Les suspensions imposées à l'Impact ont certainement compliqué la tâche de Frank Klopas en ce début de saison. Cela dit, le travail effectué avec les joueurs disponibles laisse présager qu'on possède des germes pouvant permettre au bleu-blanc-noir de diversifier sa palette offensive. En ajoutant un peu d'engrais pour stimuler la croissance, ça pourrait nous donner un beau bouquet une fois le printemps arrivé. Le printemps... C'est quelle date, déjà, cette année?

Pour y arriver, encore faut-il se donner le moyen de ses ambitions. À sa troisième saison en Ligue majeure, l'Impact aspire à poursuivre sa croissance tant sur le terrain qu'en dehors de celui-ci. L'un ne va pas sans l'autre. On veut une participation aux séries éliminatoires et des gradins bien remplis.

Le club peut se féliciter de constater une certaine croissance des abonnements. Cette hausse n'est cependant pas encore à la hauteur des objectifs fixés. Autrement dit, il reste encore bien du travail à faire pour convaincre les indécis! Il faut dire que l'inaction de la direction sur le plan des acquisitions n'a pas aidé à rehausser l'intérêt du public. On peut croire dur comme fer en son effectif, il en faudra plus pour changer la perception générale au sujet de l'équipe.

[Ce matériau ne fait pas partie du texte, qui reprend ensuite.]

PR #55, opened 2021-10-07
Add paper plotting utilities 

vwxyzjn:
This PR adds a bit of paper plotting utilities for CleanRL.

Try running

```bash
poetry install -E plot
poetry run python cleanrl_utils/plot.py
```

And you would see something like below:

image

### DIFF
--- a/cleanrl_utils/paper_plot.py
+++ b/cleanrl_utils/paper_plot.py
@@ -11,7 +11,7 @@ from distutils.util import strtobool
 import matplotlib as mpl
 sns.set_style("whitegrid")
 mpl.rcParams['text.usetex'] = True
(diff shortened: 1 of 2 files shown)


dosssman:
All good on my side, the script worked and generated all the plots.

Not sure if this also happens on your side, but I got a matplotlib deprecation warning in the plot.py
```
cleanrl_utils/plot.py:13: MatplotlibDeprecationWarning: Support for setting the 'text.latex.preamble' or 'pgf.preamble' rcParam to a list of strings is deprecated since 3.3 and will be removed two minor releases later; set it to a single string instead.
  mpl.rcParams['text.latex.preamble'] = [r'\usepackage{amsmath}'] #for \text command
```

I ran the code on a cleanly installed machine (Ubuntu 20), with a clean conda environment, so I had to installed system wide `texlive` and related to get the script to work.

PR #62, opened 2021-10-16
Automatically Download Atari Roms

vwxyzjn:
Basically automatically download Atari ROMs via `pip install autorom[accept-rom-license]`


dosssman:
Don't the ROMs come with gym[atari] anymore ?

PR #155, opened 2024-04-12
Update the version of matplotlib to avoid security issues

lbcommer:
Update the version of matplotlib to avoid security issues with the version of its required package Pillow. This way, the installed version of Pillow will be at least 10.3.0, which doesn't have the problematic security issue: https://security.snyk.io/vuln/SNYK-PYTHON-PILLOW-5918878

### DIFF
--- a/template/{{.input_root_dir}}/{{template `project_name_alphanumeric_underscore` .}}/requirements.txt.tmpl
+++ b/template/{{.input_root_dir}}/{{template `project_name_alphanumeric_underscore` .}}/requirements.txt.tmpl
@@ -2,7 +2,8 @@ mlflow==2.7.1
 numpy>=1.23.0
 pandas==1.5.3
 scikit-learn>=1.1.1
-matplotlib>=3.8.4
+matplotlib>=3.5.2
+pillow>=10.0.1
 Jinja2==3.0.3
 pyspark~=3.3.0
 pytz~=2022.2.1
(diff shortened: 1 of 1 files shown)


arpitjasa-db:
Thanks for the PR @lbcommer! It seems though that we're running into some version dependency and incompatibility issues with a naive upgrade. This can be something we look into and update all our dependencies accordingly

lbcommer:
@arpitjasa-db This security vulnerability is scored as critical. Any new project created with the template will introduce the security risk. I think it makes sense to apply a quick solution. That's not against any other further improvement/update of the rest of the dependencies.

arpitjasa-db:
@lbcommer yeah I understand, but what I meant was this upgrade seems to break MLOps Stacks due to incompatible dependencies not resolving correctly, as we see from the above checks that ran.

lbcommer:
@arpitjasa-db I see the problem. I modified the PR to include in the requirements the `pillow` package instead, since a version without the security issue (10.0.1). This way, all tests have passed. The last `matplotlib` works with `pillow>=8` (https://github.com/matplotlib/matplotlib/blob/cbdd3b373ecf6074a8813465c16721d889852642/environment.yml#L22) and `matplotllib` 3.5.2 required `pillow>=6.2` so, all should be ok.

arpitjasa-db (approved):

arpitjasa-db:
@lbcommer fantastic thanks a bunch for making this change!

PR #160, opened 2024-06-06
minor change to deploy.py.tmpl to fix the duplicated alias assigned to the created model in UC

yinxi-db:
change all alias to lower case, mlflow UC model registry does not different upper/lower case in alias. The original code leads to model in UC have both alias "champion" and "challenger"
image

### DIFF
--- a/template/{{.input_root_dir}}/{{template `project_name_alphanumeric_underscore` .}}/deployment/model_deployment/deploy.py.tmpl
+++ b/template/{{.input_root_dir}}/{{template `project_name_alphanumeric_underscore` .}}/deployment/model_deployment/deploy.py.tmpl
@@ -41,7 +41,7 @@ def deploy(model_uri, env):
     _, model_name, version = model_uri.split("/")
     client = MlflowClient(registry_uri="databricks-uc")
     mv = client.get_model_version(model_name, version)
-    target_alias = "Champion"
+    target_alias = "champion"
     if target_alias not in mv.aliases:
         client.set_registered_model_alias(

La semaine dernière, l'expert en soccer du magazine Sports Illustrated a classé l'Impact au 14e rang sur 19 en ce qui concerne l'ambition des clubs en MLS. Bien qu'il soit subjectif, ce classement se base notamment sur les investissements effectués par chaque concession du circuit Garber - de la somme dépensée pour embaucher un joueur désigné à la fréquence des repas fournis aux joueurs après l'entraînement.

Faut-il en conclure qu'on se dirige vers une 14e place au classement? Pas nécessairement. Mais quoi qu'on en dise, cette évaluation a de quoi titiller l'état-major de l'organisation. Faut-il revoir les priorités? Investir dans les infrastructures? L'Impact a toujours besoin d'un centre d'entraînement pour le groupe pro. Oui, mais il a aussi besoin d'un numéro 10 pour alimenter Di Vaio.